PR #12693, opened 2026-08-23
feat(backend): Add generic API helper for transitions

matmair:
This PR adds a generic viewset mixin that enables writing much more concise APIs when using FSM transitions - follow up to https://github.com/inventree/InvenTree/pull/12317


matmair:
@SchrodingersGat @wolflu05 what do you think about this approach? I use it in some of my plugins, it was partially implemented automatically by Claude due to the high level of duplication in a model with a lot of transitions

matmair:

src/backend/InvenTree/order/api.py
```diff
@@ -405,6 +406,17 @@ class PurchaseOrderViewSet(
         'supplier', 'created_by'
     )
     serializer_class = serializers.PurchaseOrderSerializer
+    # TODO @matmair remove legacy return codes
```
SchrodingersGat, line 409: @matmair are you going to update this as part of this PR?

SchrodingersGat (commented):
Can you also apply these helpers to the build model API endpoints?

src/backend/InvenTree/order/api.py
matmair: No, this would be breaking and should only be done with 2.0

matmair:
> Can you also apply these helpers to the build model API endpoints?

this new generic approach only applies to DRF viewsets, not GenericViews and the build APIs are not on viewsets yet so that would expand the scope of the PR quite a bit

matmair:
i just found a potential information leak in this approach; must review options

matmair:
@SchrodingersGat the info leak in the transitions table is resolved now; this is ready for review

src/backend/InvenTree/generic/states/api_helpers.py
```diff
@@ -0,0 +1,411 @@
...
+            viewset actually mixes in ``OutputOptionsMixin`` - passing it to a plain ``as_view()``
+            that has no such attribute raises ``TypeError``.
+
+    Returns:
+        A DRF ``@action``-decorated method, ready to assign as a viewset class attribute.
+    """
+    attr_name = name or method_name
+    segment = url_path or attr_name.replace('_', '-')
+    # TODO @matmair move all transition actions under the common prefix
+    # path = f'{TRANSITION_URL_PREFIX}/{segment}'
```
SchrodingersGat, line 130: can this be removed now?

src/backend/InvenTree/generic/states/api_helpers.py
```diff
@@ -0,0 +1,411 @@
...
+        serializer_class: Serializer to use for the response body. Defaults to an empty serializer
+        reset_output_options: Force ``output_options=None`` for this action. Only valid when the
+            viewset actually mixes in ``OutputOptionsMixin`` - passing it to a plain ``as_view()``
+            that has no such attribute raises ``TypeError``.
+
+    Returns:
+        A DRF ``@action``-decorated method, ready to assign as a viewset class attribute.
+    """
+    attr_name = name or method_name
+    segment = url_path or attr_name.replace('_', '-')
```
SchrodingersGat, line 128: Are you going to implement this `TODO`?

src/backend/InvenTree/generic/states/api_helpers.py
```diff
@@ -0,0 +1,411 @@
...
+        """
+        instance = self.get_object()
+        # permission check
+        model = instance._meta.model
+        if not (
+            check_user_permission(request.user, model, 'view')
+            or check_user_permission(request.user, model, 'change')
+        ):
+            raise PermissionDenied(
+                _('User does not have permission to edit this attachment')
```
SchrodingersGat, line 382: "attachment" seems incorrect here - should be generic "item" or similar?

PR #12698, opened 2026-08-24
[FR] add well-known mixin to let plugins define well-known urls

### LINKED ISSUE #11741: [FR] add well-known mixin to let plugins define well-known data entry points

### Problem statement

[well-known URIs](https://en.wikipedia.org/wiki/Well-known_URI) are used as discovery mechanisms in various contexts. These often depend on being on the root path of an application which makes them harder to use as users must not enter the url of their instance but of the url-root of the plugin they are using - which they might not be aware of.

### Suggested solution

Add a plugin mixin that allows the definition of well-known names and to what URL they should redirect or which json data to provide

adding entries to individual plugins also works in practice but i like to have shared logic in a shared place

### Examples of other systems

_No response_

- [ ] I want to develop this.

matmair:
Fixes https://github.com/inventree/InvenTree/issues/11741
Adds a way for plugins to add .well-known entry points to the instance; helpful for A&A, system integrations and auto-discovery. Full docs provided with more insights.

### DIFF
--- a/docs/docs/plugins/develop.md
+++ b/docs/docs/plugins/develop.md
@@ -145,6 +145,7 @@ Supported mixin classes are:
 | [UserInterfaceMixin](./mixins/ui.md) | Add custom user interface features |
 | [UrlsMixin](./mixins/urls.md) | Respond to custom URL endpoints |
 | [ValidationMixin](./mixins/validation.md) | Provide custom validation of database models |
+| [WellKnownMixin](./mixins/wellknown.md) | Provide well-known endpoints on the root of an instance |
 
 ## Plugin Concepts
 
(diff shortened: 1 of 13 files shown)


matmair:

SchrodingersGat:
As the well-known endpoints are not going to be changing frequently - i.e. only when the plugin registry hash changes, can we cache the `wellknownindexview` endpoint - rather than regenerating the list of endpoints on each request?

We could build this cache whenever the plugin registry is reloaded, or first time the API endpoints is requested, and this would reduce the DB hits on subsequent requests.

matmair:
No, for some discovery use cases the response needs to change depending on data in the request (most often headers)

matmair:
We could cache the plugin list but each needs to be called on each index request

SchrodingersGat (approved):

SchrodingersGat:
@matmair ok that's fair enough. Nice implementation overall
● ● ● ● ● ● ●
Restate all of the data above. Match it word for word.

TASK ANSWER –
PR #12693, opened 2026-08-23
feat(backend): Add generic API helper for transitions

matmair:
This PR adds a generic viewset mixin that enables writing much more concise APIs when using FSM transitions - follow up to https://github.com/inventree/InvenTree/pull/12317


matmair:
@SchrodingersGat @wolflu05 what do you think about this approach? I use it in some of my plugins, it was partially implemented automatically by Claude due to the high level of duplication in a model with a lot of transitions

matmair:

src/backend/InvenTree/order/api.py
```diff
@@ -405,6 +406,17 @@ class PurchaseOrderViewSet(
         'supplier', 'created_by'
     )
     serializer_class = serializers.PurchaseOrderSerializer
+    # TODO @matmair remove legacy return codes
```
SchrodingersGat, line 409: @matmair are you going to update this as part of this PR?

SchrodingersGat (commented):
Can you also apply these helpers to the build model API endpoints?

src/backend/InvenTree/order/api.py
matmair: No, this would be breaking and should only be done with 2.0

matmair:
> Can you also apply these helpers to the build model API endpoints?

this new generic approach only applies to DRF viewsets, not GenericViews and the build APIs are not on viewsets yet so that would expand the scope of the PR quite a bit

matmair:
i just found a potential information leak in this approach; must review options

matmair:
@SchrodingersGat the info leak in the transitions table is resolved now; this is ready for review

src/backend/InvenTree/generic/states/api_helpers.py
```diff
@@ -0,0 +1,411 @@
...
+            viewset actually mixes in ``OutputOptionsMixin`` - passing it to a plain ``as_view()``
+            that has no such attribute raises ``TypeError``.
+
+    Returns:
+        A DRF ``@action``-decorated method, ready to assign as a viewset class attribute.
+    """
+    attr_name = name or method_name
+    segment = url_path or attr_name.replace('_', '-')
+    # TODO @matmair move all transition actions under the common prefix
+    # path = f'{TRANSITION_URL_PREFIX}/{segment}'
```
SchrodingersGat, line 130: can this be removed now?

src/backend/InvenTree/generic/states/api_helpers.py
```diff
@@ -0,0 +1,411 @@
...
+        serializer_class: Serializer to use for the response body. Defaults to an empty serializer
+        reset_output_options: Force ``output_options=None`` for this action. Only valid when the
+            viewset actually mixes in ``OutputOptionsMixin`` - passing it to a plain ``as_view()``
+            that has no such attribute raises ``TypeError``.
+
+    Returns:
+        A DRF ``@action``-decorated method, ready to assign as a viewset class attribute.
+    """
+    attr_name = name or method_name
+    segment = url_path or attr_name.replace('_', '-')
```
SchrodingersGat, line 128: Are you going to implement this `TODO`?

src/backend/InvenTree/generic/states/api_helpers.py
```diff
@@ -0,0 +1,411 @@
...
+        """
+        instance = self.get_object()
+        # permission check
+        model = instance._meta.model
+        if not (
+            check_user_permission(request.user, model, 'view')
+            or check_user_permission(request.user, model, 'change')
+        ):
+            raise PermissionDenied(
+                _('User does not have permission to edit this attachment')
```
SchrodingersGat, line 382: "attachment" seems incorrect here - should be generic "item" or similar?

PR #12698, opened 2026-08-24
[FR] add well-known mixin to let plugins define well-known urls

### LINKED ISSUE #11741: [FR] add well-known mixin to let plugins define well-known data entry points

### Problem statement

[well-known URIs](https://en.wikipedia.org/wiki/Well-known_URI) are used as discovery mechanisms in various contexts. These often depend on being on the root path of an application which makes them harder to use as users must not enter the url of their instance but of the url-root of the plugin they are using - which they might not be aware of.

### Suggested solution

Add a plugin mixin that allows the definition of well-known names and to what URL they should redirect or which json data to provide

adding entries to individual plugins also works in practice but i like to have shared logic in a shared place

### Examples of other systems

_No response_

- [ ] I want to develop this.

matmair:
Fixes https://github.com/inventree/InvenTree/issues/11741
Adds a way for plugins to add .well-known entry points to the instance; helpful for A&A, system integrations and auto-discovery. Full docs provided with more insights.

### DIFF
--- a/docs/docs/plugins/develop.md
+++ b/docs/docs/plugins/develop.md
@@ -145,6 +145,7 @@ Supported mixin classes are:
 | [UserInterfaceMixin](./mixins/ui.md) | Add custom user interface features |
 | [UrlsMixin](./mixins/urls.md) | Respond to custom URL endpoints |
 | [ValidationMixin](./mixins/validation.md) | Provide custom validation of database models |
+| [WellKnownMixin](./mixins/wellknown.md) | Provide well-known endpoints on the root of an instance |
 
 ## Plugin Concepts
 
(diff shortened: 1 of 13 files shown)


matmair:

SchrodingersGat:
As the well-known endpoints are not going to be changing frequently - i.e. only when the plugin registry hash changes, can we cache the `wellknownindexview` endpoint - rather than regenerating the list of endpoints on each request?

We could build this cache whenever the plugin registry is reloaded, or first time the API endpoints is requested, and this would reduce the DB hits on subsequent requests.

matmair:
No, for some discovery use cases the response needs to change depending on data in the request (most often headers)

matmair:
We could cache the plugin list but each needs to be called on each index request

SchrodingersGat (approved):

SchrodingersGat:
@matmair ok that's fair enough. Nice implementation overall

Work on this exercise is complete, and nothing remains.